- **DESCRIPTION OF THE TASK**
Gather each line in the entries that includes the string "makeAllSearchableUsing".

Stored items
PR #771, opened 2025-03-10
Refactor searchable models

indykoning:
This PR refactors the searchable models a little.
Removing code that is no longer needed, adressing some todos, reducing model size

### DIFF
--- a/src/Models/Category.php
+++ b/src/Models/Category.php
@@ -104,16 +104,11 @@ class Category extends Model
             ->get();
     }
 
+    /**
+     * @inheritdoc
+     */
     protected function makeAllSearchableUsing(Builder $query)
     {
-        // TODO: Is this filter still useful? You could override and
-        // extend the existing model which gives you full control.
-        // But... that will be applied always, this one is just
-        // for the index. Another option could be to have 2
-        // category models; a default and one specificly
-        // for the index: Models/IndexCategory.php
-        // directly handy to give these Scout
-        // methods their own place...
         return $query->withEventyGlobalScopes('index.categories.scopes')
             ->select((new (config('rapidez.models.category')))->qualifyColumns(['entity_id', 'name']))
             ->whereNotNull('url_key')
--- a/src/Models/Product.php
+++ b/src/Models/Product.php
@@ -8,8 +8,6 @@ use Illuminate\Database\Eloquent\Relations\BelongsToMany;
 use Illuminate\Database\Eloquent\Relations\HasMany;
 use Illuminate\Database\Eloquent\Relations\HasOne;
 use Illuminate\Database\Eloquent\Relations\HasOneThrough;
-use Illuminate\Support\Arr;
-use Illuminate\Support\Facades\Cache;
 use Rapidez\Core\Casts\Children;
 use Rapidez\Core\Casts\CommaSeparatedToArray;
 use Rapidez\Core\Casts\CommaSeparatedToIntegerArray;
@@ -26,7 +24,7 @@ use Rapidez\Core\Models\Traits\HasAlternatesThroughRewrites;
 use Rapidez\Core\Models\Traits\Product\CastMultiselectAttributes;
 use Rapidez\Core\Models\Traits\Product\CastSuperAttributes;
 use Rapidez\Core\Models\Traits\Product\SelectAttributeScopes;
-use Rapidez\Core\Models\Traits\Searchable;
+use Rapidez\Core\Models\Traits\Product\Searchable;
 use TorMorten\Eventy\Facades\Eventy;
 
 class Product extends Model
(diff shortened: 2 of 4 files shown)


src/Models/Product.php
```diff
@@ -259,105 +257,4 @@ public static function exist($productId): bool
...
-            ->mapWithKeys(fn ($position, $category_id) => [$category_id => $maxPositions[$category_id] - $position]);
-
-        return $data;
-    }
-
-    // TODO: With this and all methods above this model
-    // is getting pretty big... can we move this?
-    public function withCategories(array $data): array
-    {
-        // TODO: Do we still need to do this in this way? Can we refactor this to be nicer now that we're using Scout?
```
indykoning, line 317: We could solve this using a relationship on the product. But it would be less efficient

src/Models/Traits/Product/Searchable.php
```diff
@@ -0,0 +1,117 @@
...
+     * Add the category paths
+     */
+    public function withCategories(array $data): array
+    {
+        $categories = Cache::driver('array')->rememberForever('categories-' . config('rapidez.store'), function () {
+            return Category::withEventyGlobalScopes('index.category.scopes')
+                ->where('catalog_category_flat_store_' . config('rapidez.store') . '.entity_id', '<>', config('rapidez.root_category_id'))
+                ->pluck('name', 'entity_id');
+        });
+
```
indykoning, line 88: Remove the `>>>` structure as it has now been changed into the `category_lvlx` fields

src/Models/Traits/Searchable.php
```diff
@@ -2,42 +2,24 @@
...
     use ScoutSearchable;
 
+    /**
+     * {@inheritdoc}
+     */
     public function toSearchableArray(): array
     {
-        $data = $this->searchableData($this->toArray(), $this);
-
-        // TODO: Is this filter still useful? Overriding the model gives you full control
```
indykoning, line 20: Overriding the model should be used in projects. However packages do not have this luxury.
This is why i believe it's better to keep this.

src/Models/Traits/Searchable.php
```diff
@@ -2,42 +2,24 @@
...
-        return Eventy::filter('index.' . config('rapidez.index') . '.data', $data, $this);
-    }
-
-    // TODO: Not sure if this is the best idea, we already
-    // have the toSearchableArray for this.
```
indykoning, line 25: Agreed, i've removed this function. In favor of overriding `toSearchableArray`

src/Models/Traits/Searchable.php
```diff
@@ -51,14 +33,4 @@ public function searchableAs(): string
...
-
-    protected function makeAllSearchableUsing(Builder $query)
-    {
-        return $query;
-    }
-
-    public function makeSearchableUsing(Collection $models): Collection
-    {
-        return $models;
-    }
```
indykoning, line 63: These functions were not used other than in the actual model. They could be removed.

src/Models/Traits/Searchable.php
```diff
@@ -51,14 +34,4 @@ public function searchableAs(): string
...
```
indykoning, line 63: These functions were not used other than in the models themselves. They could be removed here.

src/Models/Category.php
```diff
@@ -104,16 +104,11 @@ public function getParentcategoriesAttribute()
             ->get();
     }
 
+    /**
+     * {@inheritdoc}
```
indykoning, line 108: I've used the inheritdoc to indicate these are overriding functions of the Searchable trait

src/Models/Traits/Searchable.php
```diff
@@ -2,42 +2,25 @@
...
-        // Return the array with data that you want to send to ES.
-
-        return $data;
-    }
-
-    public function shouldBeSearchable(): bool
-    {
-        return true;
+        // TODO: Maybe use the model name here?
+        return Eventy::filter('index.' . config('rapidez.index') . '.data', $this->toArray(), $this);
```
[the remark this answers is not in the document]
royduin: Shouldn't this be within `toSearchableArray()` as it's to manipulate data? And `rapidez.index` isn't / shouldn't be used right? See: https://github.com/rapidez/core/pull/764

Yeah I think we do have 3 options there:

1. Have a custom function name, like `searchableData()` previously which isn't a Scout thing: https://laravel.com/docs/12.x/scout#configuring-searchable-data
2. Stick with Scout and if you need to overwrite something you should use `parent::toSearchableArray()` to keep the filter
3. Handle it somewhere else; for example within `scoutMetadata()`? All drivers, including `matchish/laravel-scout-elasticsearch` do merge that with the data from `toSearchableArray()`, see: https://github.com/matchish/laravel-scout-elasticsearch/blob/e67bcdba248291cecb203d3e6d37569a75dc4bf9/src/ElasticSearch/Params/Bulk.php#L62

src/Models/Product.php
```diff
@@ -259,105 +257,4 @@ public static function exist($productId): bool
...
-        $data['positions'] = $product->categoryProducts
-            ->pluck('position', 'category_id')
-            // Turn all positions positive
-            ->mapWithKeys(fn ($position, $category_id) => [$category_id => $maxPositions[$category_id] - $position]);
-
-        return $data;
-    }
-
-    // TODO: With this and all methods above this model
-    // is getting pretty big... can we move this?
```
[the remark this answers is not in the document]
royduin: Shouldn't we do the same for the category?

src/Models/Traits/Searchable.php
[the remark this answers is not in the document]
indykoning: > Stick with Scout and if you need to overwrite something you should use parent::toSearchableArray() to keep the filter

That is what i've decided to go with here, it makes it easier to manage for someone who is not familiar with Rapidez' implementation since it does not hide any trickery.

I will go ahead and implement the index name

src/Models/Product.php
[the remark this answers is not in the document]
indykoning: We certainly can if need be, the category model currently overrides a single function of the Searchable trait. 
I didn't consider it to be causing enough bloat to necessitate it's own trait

---

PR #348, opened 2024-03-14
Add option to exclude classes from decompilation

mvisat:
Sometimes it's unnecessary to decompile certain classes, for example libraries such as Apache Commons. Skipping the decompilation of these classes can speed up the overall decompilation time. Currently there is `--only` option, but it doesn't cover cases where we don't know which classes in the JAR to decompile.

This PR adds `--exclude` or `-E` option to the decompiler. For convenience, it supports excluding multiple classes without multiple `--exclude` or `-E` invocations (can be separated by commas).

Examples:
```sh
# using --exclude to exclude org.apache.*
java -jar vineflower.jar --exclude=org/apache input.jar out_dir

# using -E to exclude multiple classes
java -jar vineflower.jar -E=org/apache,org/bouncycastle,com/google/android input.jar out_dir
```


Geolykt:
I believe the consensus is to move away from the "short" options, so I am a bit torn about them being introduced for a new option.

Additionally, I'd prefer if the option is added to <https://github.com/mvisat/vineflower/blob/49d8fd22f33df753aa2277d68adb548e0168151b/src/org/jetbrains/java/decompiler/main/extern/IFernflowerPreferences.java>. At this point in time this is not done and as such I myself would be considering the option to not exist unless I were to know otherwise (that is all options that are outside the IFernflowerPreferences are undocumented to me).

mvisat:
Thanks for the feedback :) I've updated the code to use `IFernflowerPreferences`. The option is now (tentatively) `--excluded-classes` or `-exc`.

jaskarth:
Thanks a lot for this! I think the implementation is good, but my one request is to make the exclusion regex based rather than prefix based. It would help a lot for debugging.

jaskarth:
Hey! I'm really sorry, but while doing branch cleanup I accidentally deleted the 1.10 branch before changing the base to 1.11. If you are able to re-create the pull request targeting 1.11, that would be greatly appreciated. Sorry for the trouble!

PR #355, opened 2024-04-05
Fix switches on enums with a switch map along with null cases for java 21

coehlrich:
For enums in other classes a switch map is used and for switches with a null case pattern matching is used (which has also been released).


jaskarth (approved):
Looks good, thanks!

- **TASK RESULT**
     protected function makeAllSearchableUsing(Builder $query)
-    protected function makeAllSearchableUsing(Builder $query)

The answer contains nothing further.